Reinforcement Learning Models of Animal Curiosity
One week before the start of my freshman year, my bike skills were nonexistent. Yet, biking is an absolute must, when you only have 10 minutes to get from Stern Dining's Burger Wednesdays™ to your CS 106B lecture in Hewlett (and pick up a matcha from Voyager on the way). So how was I able to go from zero to bike pro so quickly (with only one disastrous accident)?
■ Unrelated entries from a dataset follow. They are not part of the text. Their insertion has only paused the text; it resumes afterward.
PR #7173, opened 2025-04-08
perf: speed up all commands by 75+ ms by enabling V8 code cache when available (`node>=22.8.0`)

serhalp:
#### Summary

See https://nodejs.org/api/module.html#module-compile-cache.

In local benchmarking on various machines, this led to a **75-400 ms improvement** to command run time across the board, at the expense of a moderate increase in first-time run time.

Learning how to bike is a classic example of reinforcement learning (RL), where the agent undergoes a process of trial-and-error in order to learn behaviors that maximize positive rewards (getting that Voyager matcha) while decreasing negative rewards (falling on your face in front of your new freshman orientation friends). This summer, I worked in the Linderman Lab at Stanford University, developing new reinforcement learning algorithms to model mouse behavior. I was mentored by Scott Linderman and Aditi Jha through the SURP-Stats program.
Research Overview
Previous work has shown that mice navigating a labyrinth follow an underlying search algorithm that may be partially explained by curiosity, an intrinsic reward (Rosenberg et. al., 2021). In this project, we use reinforcement learning to model how a mouse navigates a maze and locates rewarding sites over time. In particular, we develop several parameterizations of an intrinsic reward function to account for curiosity-driven exploration, as well as a representation of the mouse's internal world model. Through quantifying the relative contributions of extrinsic and intrinsic rewards, we can gain insight on the neural processes underlying a mouse's decision-making process.
Next, we teach a mouse how to bike :)
References
Rosenberg, M., Zhang, T., Perona, P., & Meister, M. (2021). Mice in a labyrinth show rapid learning, sudden insight, and efficient exploration. eLife, 10, e66175.